Written by: Mike Caccioppoli, Feature Film Critic

Image When Shakespeare wrote “it is a tale…full of sound and fury, signifying nothing,” he might well have been looking forward to the future, reviewing Vantage Point, a film built to create an awesome trailer, but with no substance to back it up. If the plot were laid out and examined from start to finish, it would reveal itself as one of the most inane and ridiculous action movies in years. Having figured this out, the filmmakers decided to confuse matters with a Rashoman-style narrative that leaps back and forth in time, telling the story from eight different perspectives. It’s a cool idea, but it doesn’t take long to see it for what it is: a gimmick meant to put a glossy coat of paint on a hollow and poorly conceived film.  

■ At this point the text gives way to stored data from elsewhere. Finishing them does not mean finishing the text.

PR #216, opened 2016-02-17
[PATCH] Create DEBIAN directory for dpkg-shlibdeps

apollo13:
dpkg-shlibdeps searches for the DEBIAN directory in order to
resolve $ORIGIN in the rpath to a directory. We need to
create the DEBIAN directory for this to work.

Fixes 12431


bradking:
Cc: @do-m-en

do-m-en:
Thanks, patch applied with some additions:
https://cmake.org/gitweb?p=cmake.git;a=commit;h=b8263a2

PR #217, opened 2016-02-22
Imported working dependency fix from hughperkins

borisfom:
It appears that simple dependency fix was not enough for Torch, we still kept rebuilding all .cu files. I have merged his changes here.


borisfom:
The dependencies were actually working with CMake lates code; closing the request.

borisfom:
Apparently, the latest source with your fixes worked - I withdraw this request.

The eight different perspectives are from characters that are caught up in what at first seems to be the assassination of the President of the United States. One of them is the secret service agent (Dennis Quaid) who as it turns out has already taken a bullet for the President in a previous assassination attempt, and has just recently returned to duty. His new assignment is to protect the President while he makes a speech from an anti-terrorism summit in Spain, where thousands are cheering and protesting in turn. Just before the assassination attempt, he thinks he sees something in a window across the way. The same thing is seen by an American tourist with a video camera (Forest Whitaker) who seems to always turn his camera to exactly where the action is, kind of like the film’s cinematographer. Then there is a local police officer who is there to protect the mayor. He watches the shooting, but also thinks he sees someone throw a bomb under the podium, which explodes a few seconds later. After each point-of-view is shown, the scene is rewound and begun again from another perspective. And so on and so forth.

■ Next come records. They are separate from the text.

PR #8, opened 2015-02-02
Enhanced checkpointing for MCSCF

wirawan0:
Qiming,

I created an enhanced checkpointing for MCSCF calculations so we could have a copy of the last CI vector at the end of a CASSCF macro iteration. It is not enabled by default; to use it, one must pass `dump_chk_ci=True' to the CASSCF/CASCI kernel() function or mc1step() method. Right now, only writing is supported, I did not implement the reading yet.

Comment for the last commit: in the SCF module, I passed the mf.mol as mol argument in get_init_guess, since it should perhaps be passed on in this way to be safe. Let me know if there is a reason against passing this on by default.

Wirawan


sunqm:
Hi Wirawan,

Thank you for adding the new module to write the ci vector.  I think
the reading function is not that essential.

In the SCF kernel function,  the defalut environment of
mf.get_init_guess is mf.mol.  Either passing mf.mol or not is OK, and
they're actually the same.  It's not bad you explicitly add it so that
it's more clear which environment is used.

BTW, I noticed you add a new key "mcscf/mo_coeff_new" in
mc1step.CASSCF.save_mo_coeff.  I think it's unnecessary to distinguish
the final solution and the intemediate results.  If there's no
particular consideration, I will change it back to "mcscf/mo_coeff"  in
the next commit.

Best,
Qiming

On Sun, Feb 01, 2015 at 08:55:57PM -0800, Wirawan Purwanto wrote:
> Qiming,
> 
> I created an enhanced checkpointing for MCSCF calculations so we could have a
> copy of the last CI vector at the end of a CASSCF macro iteration. It is not
> enabled by default; to use it, one must pass `dump_chk_ci=True' to the CASSCF/
> CASCI kernel() function or mc1step() method. Right now, only writing is
> supported, I did not implement the reading yet.
> 
> Comment for the last commit: in the SCF module, I passed the mf.mol as mol
> argument in get_init_guess, since it should perhaps be passed on in this way to
> be safe. Let me know if there is a reason against passing this on by default.
> 
> Wirawan
> 
> -------------------------------------------------------------------------------
> 
> 
>   https://github.com/sunqm/pyscf/pull/8
> 
> Commit Summary
> 
>   * Merge branch 'master' into wirawan
>   * Merge branch 'master' into wirawan
>   * Merge remote-tracking branch 'origin/master' into wirawan
>   * Added more comprehensive checkpointing for CASSCF calculations.
>   * Forgot to add pyscf.mcscf.chkfile module!
>   * * Don't forget to specify the 'mol' argument for get_init_guess call.
> 
> File Changes
> 
>   * A mcscf/chkfile.py (41)
>   * M mcscf/mc1step.py (22)
>   * M mcscf/mc1step_uhf.py (22)
>   * M scf/hf.py (2)
> 
> Patch Links:
> 
>   * https://github.com/sunqm/pyscf/pull/8.patch
>   * https://github.com/sunqm/pyscf/pull/8.diff
> 
> —
> Reply to this email directly or view it on GitHub.*
> 

-- 
Dr. Qiming Sun
Frick Chemistry Laboratory
Princeton University
www.sunqm.net

wirawan0:
This is the reason I made the name `mcscf/mo_coeff_new` (please refer to one of the MCSCF's kernel() function): `mo_coeff_new` is the newly optimized MO coefficients *before* the new CI vector was calculated via `casscf.casci` method call. This variable is intended as a transient checkpoint only.  In an unfortunate case that the CI failed, we already get the last MCSCF orbitals stored. The '_new' in the `mo_coeff_new` indicates the newest MO coefficients that have not had the updated CI vector calculated. In any case, when `self.dump_chk` is called (after CI vector calculation), the entire `/mcscf` data group would have been erased and rewritten with only `/mcscf/mo_coeff` in it. So it is somewhat unimportant, but I put it there for safety reason. If you don't think it's necessary, then I'm fine with changing it back to `mcscf/mo_coeff`. Any user trying to take advantage of this checkpointing facility should see where the calculation failed and should take the necessary action (in this case, whether to reuse the saved CI vector or not). I guess in common cases, CI vectors should not change much from one iteration to the other -- am I correct?

Wirawan

sunqm:
I see.  You want to keep a copy of the previous orbital coefficients, in
case the CI solver failed in the current step.  Yes,  if the
mcscf/mo_coeff was overwritten, it could happen that the mo_coeff is not
consistent with the ci vector stored in the chkfile.  However, it should
be very rare unless there is state flipping due to the orbital rotation
and the ground state becomes extremely hard for FCI to converge.  If it
happens, I'd change either CAS space or initial guess because such a
state flipping means the CAS space is not proper and the CASSCF
optimization is not reliable.  Actually, for hard system, I prefer to
store the CAS orbital coefficients for every step like
examples/mcscf/save-load did.  Then I can restore any steps by reading
the corresponding coefficients and feed them to the CASSCF.kernel
function as the initial guess.

Qiming

On Mon, Feb 02, 2015 at 11:52:55AM -0800, Wirawan Purwanto wrote:
> This is the reason I made the name mcscf/mo_coeff_new (please refer to one of
> the MCSCF's kernel() function): mo_coeff_new is the newly optimized MO
> coefficients before the new CI vector was calculated via casscf.casci method
> call. This variable is intended as a transient checkpoint only. In an
> unfortunate case that the CI failed, we already get the last MCSCF orbitals
> stored. The '_new' in the mo_coeff_new indicates the newest MO coefficients
> that have not had the updated CI vector calculated. In any case, when
> self.dump_chk is called (after CI vector calculation), the entire /mcscf data
> group would have been erased and rewritten with only /mcscf/mo_coeff in it. So
> it is somewhat unimportant, but I put it there for safety reason. If you don't
> think it's necessary, then I'm fine with changing it back to mcscf/mo_coeff.
> Any user trying to take advantage of this checkpoi nting facility should see
> where the calculation failed and should take the necessary action (in this
> case, whether to reuse the saved CI vector or not). I guess in common cases, CI
> vectors should not change much from one iteration to the other -- am I correct?
> 
> Wirawan
> 
> —
> Reply to this email directly or view it on GitHub.*
> 

-- 
Dr. Qiming Sun
Frick Chemistry Laboratory
Princeton University
www.sunqm.net

ndattani:
So that future users don't get as confused as I did, much of the code that was merged in Pull Request #8 was modified since then, so `dump_chk_ci` will not be found in the current state of PySCF. Files from this pull request such as `mcscf/chkfile.py` still exist (e.g. see [this](https://github.com/pyscf/pyscf/blob/master/pyscf/mcscf/chkfile.py), which was [renamed](https://github.com/pyscf/pyscf/commits/25b30e616d59f3c807e5a2173f7ec21525240648/mcscf/chkfile.py?browsing_rename_history=true&new_path=pyscf/mcscf/chkfile.py&original_branch=master) in [2017](https://github.com/pyscf/pyscf/commit/25b30e616d59f3c807e5a2173f7ec21525240648#diff-05c02a9e367bdf1cedec3adfc33528f9b1a19fb53b85c8cdf1c50b79480fe313)).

It doesn’t take long for this style to get not only monotonous, but silly as well. Each time we start all over again, we get the digital clock as it ticks away past noon, and each time the audience would laugh a little bit louder. They laughed because the film’s narrative style is so obvious and transparent that it has no room for subtlety. This conceit, it turns out, is really the only thing the movie has to offer, which might have been enough if we haven’t seen it so many times before, most recently in the work of Quentin Tarantino. As I sat through it, I couldn’t help but wonder if the ultimate payoff was going to be good, thus rendering this obvious example of style over substance worth my time. Any way you look at it (and there are five more perspectives I won’t bother recounting here), the answer is a resounding no.

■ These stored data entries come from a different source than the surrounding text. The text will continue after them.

PR #53, opened 2017-01-24
Fixed print statements and import of linalg_helper.py in PBC.

lkwagner:
Feel free to reject this if it doesn't work for your codebase. 

This works correctly under python3 and fixes some imports.


tberkel:
Thanks Lucas.  Just in case you are using it, pyscf/pbc/lib/linalg_helper.py is quickly becoming deprecated in favor of the asymmetric Davidson routine eig() in pyscf/lib/linalg_helper.py.

lkwagner:
That's totally fine. I'm just trying to get PBC calculations to work!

This is not to say that Vantage Point couldn’t have worked if it had a story that mattered or at least made sense. I’m reminded of the great film, Z by Costa- Gavras which starred Yves Montand as a prominent leftist who is assassinated, and that film also involved a mystery surrounding the assassination. It also used masterful editing (in fact it won the Best Editing Oscar in 1969) to create a puzzle that we the audience had to try and put together. But unlike Vantage Point, that film actually had something to say and the puzzle added up to more than just a distraction from the plot. The result in the case of Z was a riveting political thriller that engaged us and remained in our mind’s eye long after the film was over. Vantage Point on the other hand is so devoid of its own real point-of-view that all of its back and forth in time mumbo jumbo leaves us cold and completely uninvolved.